A complicated fracture is one associated with a serious injury to some important adjacent part—e.g., a large vessel.
A green stick or incomplete fracture occurs where the bone is soft and bends, and is only partially fractured; it is most frequent in children.
Symptoms of fractures are usually pain, loss of function, deformity (seen or felt by passing the fingers over the seat of pain), crepitus or the grating sound produced and felt on rubbing the broken ends against each other, abnormal mobility in the course of the bone, swelling, and discoloration.
The principal point is to keep the part immovable and in a position to give as little pain as possible. Support the limb with something stiff and padded with cotton or remnants of yielding material. Bandages can be made of handkerchiefs, strips of linen, ribbon, etc., to keep the splint firm.
For the forearm padded splints long enough to take in the hand from above the elbow should be applied. Tie firmly with bandages and suspend in a sling.

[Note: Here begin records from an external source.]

Issue #679, opened 2025-01-13
Auth implement getting token for service account credentials


harkamaljot:
We want to allow the user to fetch token for service account credentials.

The work, broken down into PRs, is roughly:

- [x] Implement ServiceAccountTokenProvider for fetching token with just issuer, audience and private key support RSA256.
- [ ] Support ES256 algorithm for private key
- [ ] Support passing in additional claims when creating a self signed jwt
- [ ] Supporting passing in scopes when making a self signed jwt

coryan:
Is this done?

harkamaljot:
Yes this is done, closing this task.

PR #867, opened 2025-01-28
cleanup(auth): censor SA private fields

dbolduc:
Part of the work for #679 

censor private fields, like we do for user credentials.

### DIFF
--- a/src/auth/src/credentials/service_account_credential.rs
+++ b/src/auth/src/credentials/service_account_credential.rs
@@ -52,7 +52,7 @@ impl std::fmt::Debug for ServiceAccountInfo {
     fn fmt(&self, f: &mut std::fmt::Formatter<'_>) -> std::fmt::Result {
         f.debug_struct("ServiceAccountInfo")
             .field("client_email", &self.client_email)
-            .field("private_key_id", &"[censored]")
+            .field("private_key_id", &self.private_key_id)
             .field("private_key", &"[censored]")
             .field("project_id", &self.project_id)
             .field("universe_domain", &self.universe_domain)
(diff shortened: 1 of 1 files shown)


src/auth/src/credentials/service_account_credential.rs
```diff
@@ -48,6 +48,18 @@ pub(crate) struct ServiceAccountInfo {
     universe_domain: String,
 }
 
+impl std::fmt::Debug for ServiceAccountInfo {
+    fn fmt(&self, f: &mut std::fmt::Formatter<'_>) -> std::fmt::Result {
+        f.debug_struct("ServiceAccountInfo")
+            .field("client_email", &self.client_email)
+            .field("private_key_id", &"[censored]")
```
coryan, line 55: I am not sure if you need to censor this.  I would hope that the ID of the key does not reveal anything about the key contents, or allow you to do anything nefarious.  And it would be useful to know what key was involved when troubleshooting something.

Maybe merge as-is and find out if it really needs censoring?

src/auth/src/credentials/service_account_credential.rs
```diff
@@ -48,6 +48,18 @@ pub(crate) struct ServiceAccountInfo {
...
+            .field("private_key", &"[censored]")
```
coryan, line 56: For a future improvement: maybe printing the first X digits or a SHA would be useful for troubleshooting.

coryan (approved):

src/auth/src/credentials/service_account_credential.rs
dbolduc: > first X digits

In this case, it will be the BEGIN PRIVATE KEY nonsense

> SHA would be useful

I could see that. #872

src/auth/src/credentials/service_account_credential.rs
dbolduc: I think you are right that the ID of the private key does not need to be censored. Fixed.

PR #873, opened 2025-01-28
cleanup(auth): visibility + error helpers

dbolduc:


src/auth/src/credentials/service_account_credential.rs
```diff
@@ -40,7 +40,7 @@ const DEFAULT_SCOPES: [&str; 1] = ["https://www.googleapis.com/auth/cloud-platfo
 #[allow(dead_code)]
 #[derive(serde::Deserialize, Debug, Builder)]
 #[builder(setter(into))]
-pub(crate) struct ServiceAccountInfo {
+struct ServiceAccountInfo {
```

If the upper arm be fractured, bind it tightly to the side. For the thigh, the splints should extend from under the arm to the ankle and should be bound to the body and leg with long towels or sheets torn into strips. A splint made of blankets, rolled up tightly from both sides on broomsticks, allowing space for the limb to rest between the supports, is a good and ready appliance. Always make extension to prevent contractions of the muscles, as this would result in shortening the leg.
For a broken clavicle (collar-bone) bind the arm to the chest. Put the patient on the flat of his back with a small pad between the shoulder-blades. This will keep the broken ends in a normal position.
N. B.—In every case elevate and support the injured member on a pillow, keep in position and give complete rest until medical aid arrives.